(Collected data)
#####

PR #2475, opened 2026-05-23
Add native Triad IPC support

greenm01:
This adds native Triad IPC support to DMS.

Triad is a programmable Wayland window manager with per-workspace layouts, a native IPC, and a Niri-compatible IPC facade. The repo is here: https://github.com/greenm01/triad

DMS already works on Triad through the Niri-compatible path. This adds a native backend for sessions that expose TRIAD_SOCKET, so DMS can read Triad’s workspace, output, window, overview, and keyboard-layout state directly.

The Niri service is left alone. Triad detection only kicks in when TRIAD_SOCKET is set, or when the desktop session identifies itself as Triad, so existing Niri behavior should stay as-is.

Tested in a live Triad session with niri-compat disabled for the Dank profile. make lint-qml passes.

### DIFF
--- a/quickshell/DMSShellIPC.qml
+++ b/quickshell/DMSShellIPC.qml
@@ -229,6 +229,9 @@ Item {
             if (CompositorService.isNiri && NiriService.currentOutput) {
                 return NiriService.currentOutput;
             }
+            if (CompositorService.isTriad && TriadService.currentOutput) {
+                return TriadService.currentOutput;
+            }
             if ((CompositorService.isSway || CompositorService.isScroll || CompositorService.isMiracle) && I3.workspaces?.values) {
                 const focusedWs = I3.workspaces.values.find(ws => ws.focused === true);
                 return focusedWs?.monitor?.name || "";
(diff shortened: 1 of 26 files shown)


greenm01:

#####

**Work task:** Reproduce exactly what appears from the line containing "DMS already works" down to the final line of the data.

**Result of this task:**
DMS already works on Triad through the Niri-compatible path. This adds a native backend for sessions that expose TRIAD_SOCKET, so DMS can read Triad’s workspace, output, window, overview, and keyboard-layout state directly.

The Niri service is left alone. Triad detection only kicks in when TRIAD_SOCKET is set, or when the desktop session identifies itself as Triad, so existing Niri behavior should stay as-is.

Tested in a live Triad session with niri-compat disabled for the Dank profile. make lint-qml passes.

### DIFF
--- a/quickshell/DMSShellIPC.qml
+++ b/quickshell/DMSShellIPC.qml
@@ -229,6 +229,9 @@ Item {
             if (CompositorService.isNiri && NiriService.currentOutput) {
                 return NiriService.currentOutput;
             }
+            if (CompositorService.isTriad && TriadService.currentOutput) {
+                return TriadService.currentOutput;
+            }
             if ((CompositorService.isSway || CompositorService.isScroll || CompositorService.isMiracle) && I3.workspaces?.values) {
                 const focusedWs = I3.workspaces.values.find(ws => ws.focused === true);
                 return focusedWs?.monitor?.name || "";
(diff shortened: 1 of 26 files shown)


greenm01:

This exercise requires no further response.